# Zweiten YouTube Kanal erstellen?



## Fillmore (10. Februar 2017)

Hallo Forum,

ich habe leider nichts passendes gefunden zu meiner Frage. Auch kein Off-Topic 

Kann mir jemand erklären, wie ich einen zweiten YouTube Kanal erstellen kann, wo ich Videos hochladen kann,
die ich dann z.B. Verwandten oder Freunden zeigen kann, ohne das sie meinen Hauptkanal entdecken?

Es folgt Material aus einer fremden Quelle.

PR #488, opened 2025-10-02
[PM-26534] Remove non-generic wrapper for PasswordProtectedKeyEnvelope

quexten:
## 🎟️ Tracking

https://bitwarden.atlassian.net/browse/PM-26534

## 📔 Objective

The initial implementation assumed that the struct of of the PasswordProtectedKeyEnvelope in crypto had to be generic, because the key context is generic w.r.t. the keys used, and the keys are only then provided by core. Because uniffy / wasm-bindgen can't handle generics, I added a non-generic wrapper struct in core, leaving us with two different "PasswordProtectedKeyEnvelopes".

This understanding was not correct. You don't actually need to make the struct generic, having just two specific functions on the impl generic to the key id's suffices, allowing us to drop the "non generic wrapper" entirely, vastly simplifing our code here. The changes are mostly removing code and moving the uniffi mapping to the crypto crate.

## ⏰ Reminders before review

- CI builds passed
  team

## 🦮 Reviewer guidelines


crates/bitwarden-crypto/src/safe/password_protected_key_envelope.rs
```diff
@@ -447,6 +442,29 @@ impl From<TryFromIntError> for PasswordProtectedKeyEnvelopeError {
...
+
+#[cfg(feature = "wasm")]
+impl wasm_bindgen::describe::WasmDescribe for PasswordProtectedKeyEnvelope {
+    fn describe() {
+        <String as wasm_bindgen::describe::WasmDescribe>::describe();
+    }
+}
+
+#[cfg(feature = "wasm")]
+impl FromWasmAbi for PasswordProtectedKeyEnvelope {
```
Thomas-Avery, line 459: concern `FromWasmAbi` is marked as unstable. https://docs.rs/wasm-bindgen/0.2.104/wasm_bindgen/convert/trait.FromWasmAbi.html#-unstable

crates/bitwarden-crypto/src/safe/password_protected_key_envelope.rs
```diff
@@ -447,6 +442,29 @@ impl From<TryFromIntError> for PasswordProtectedKeyEnvelopeError {
...
+    type Abi = <String as FromWasmAbi>::Abi;
+
+    unsafe fn from_abi(abi: Self::Abi) -> Self {
+        let s = unsafe { String::from_abi(abi) };
+        Self::from_str(&s).expect("Invalid PasswordProtectedKeyEnvelope")
```
Thomas-Avery: I don't understand all the magic that happens behind wasm_bindgen. Will this panic be caught and morphed into a JS exception?

crates/bitwarden-crypto/src/safe/password_protected_key_envelope.rs
quexten: Previously, because we had the newtype wrapper, we could use tsify to auto-generate it. For just working with the type directly, I did not find a good way to use tsify other than creating a newtype in the same file, which did not seem like the right solution.

That said, tsify just generates FromWasmAbi. https://github.com/madonoharu/tsify/blob/ab399fe86761e94f99bdb57a0b18a78d54b08671/tsify-macros/src/wasm_bindgen.rs#L202

crates/bitwarden-crypto/src/safe/password_protected_key_envelope.rs
quexten: Sorry, expect was just not correct here, and `unwrap_throw` should have been used instead. Updated.

crates/bitwarden-crypto/src/safe/password_protected_key_envelope.rs
quexten: Wasm bindgen explicitly documents this also here: https://wasm-bindgen.github.io/wasm-bindgen/contributing/design/rust-type-conversions.html#from-js-to-rust.

Thomas-Avery: Thank you for the context. I guess if it breaks in the future we can just follow whatever tsify comes up with to solve for it. I would like someone with more wasm bindgen experience than me to review.

quexten: Leaving this comment open until the review from @bitwarden/team-sdk-sme

Hinton (dismissed):

Thomas-Avery (dismissed):

crates/bitwarden-crypto/src/safe/password_protected_key_envelope.rs
Hinton: Yea it's unstable but a lot of things depends on it and we'll know if it stops compiling.

addisonbeck (dismissed):

Thomas-Avery (approved):

Hinton (approved):

crates/bitwarden-crypto/src/safe/password_protected_key_envelope.rs
dani-garcia: Sadly TSify doesn't support this type of string type-alias pattern we're doing, so manual implementation seems like the way to go. If we find ourselves doing it a lot we could consider introducing a macro for that.

We might also want to implement `IntoWasmAbi` for symmetry, even if it's not used yet.
```rust
impl IntoWasmAbi for PasswordProtectedKeyEnvelope {
    type Abi = <String as IntoWasmAbi>::Abi;
    fn into_abi(self) -> Self::Abi {
        let string: String = self.into();
        string.into_abi()
    }
}
```

dani-garcia (approved):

Die Oma mag nicht grade Battlefield oder GTA sehen, sondern lieber Videos vom Geburtstag 

Oder gibt es da eine Alternative??

Danke


----------



## Stueppi (10. Februar 2017)

neuen google account anlegen und damit auf youtube anmelden


----------



## Fillmore (10. Februar 2017)

Stueppi schrieb:


> neuen google account anlegen und damit auf youtube anmelden



Mein YouTube Channel ist verbunden mit Google  Habe immer gehofft, mir damit mal nen Tank Sprit im Monat zu verdienen.
Ich kann ja schlecht Falschangaben machen für einen zweiten Google Account


----------



## TurricanVeteran (10. Februar 2017)

Was haben geburtstags-videos auf youtube verloren? Versuche es doch einfach mit onedrive und schicke ihr einen link.


----------



## TheNewNow (10. Februar 2017)

Ich hab auch 2 Youtube Accounts. Mit jeweils Falschen Angaben (Ich verdiene aber auch nichts damit und lad selten hoch). Warum nicht einfach nen 2. machen? Ob wahr oder falsch dürfte für den dann auch recht egal sein. Normalerweise ist denen der angegebene Name bei kleinen unbedeutenen nicht monetranisierten Accounts (was der 2. wohl wäre) egal.


----------



## chlorum (5. Juni 2017)

Du kannst dir auch einen 2. Account mit genau denselben Angaben wie beim 1. Erstellen. Du könntest ja z.B. einfach nur eine 2. Mail haben wollen. Oder du gibst falsche Sachen an, dass juckt Google herzlich wenig.


----------



## taks (9. Juni 2017)

Falls noch relevant:

1. Schritt



			Dieser Inhalt steht nur eingeloggten Mitgliedern zur Verfügung.
        



2. Schritt



			Dieser Inhalt steht nur eingeloggten Mitgliedern zur Verfügung.
        



3. Schritt



			Dieser Inhalt steht nur eingeloggten Mitgliedern zur Verfügung.


----------



## Radek (17. Dezember 2019)

Du kannst beliebig viele Youtube Kanäle erstellen wenn es Sinn macht. Z.B. für verschiedene Hobbys. Einfach auf das Kanalsymbol gehen, dann Einstellungen und Kanal hinzufügen. 
Wenn du noch weitere Infos brauchst: YOUTUBE KANAL ERSTELLEN FUER UNTERNEHMEN.


----------



## Rage1988 (17. Dezember 2019)

Radek schrieb:


> Du kannst beliebig viele Youtube Kanäle erstellen wenn es Sinn macht. Z.B. für verschiedene Hobbys. Einfach auf das Kanalsymbol gehen, dann Einstellungen und Kanal hinzufügen.
> Wenn du noch weitere Infos brauchst: YOUTUBE KANAL ERSTELLEN FUER UNTERNEHMEN.



Der Thread ist fast 3 Jahre alt


----------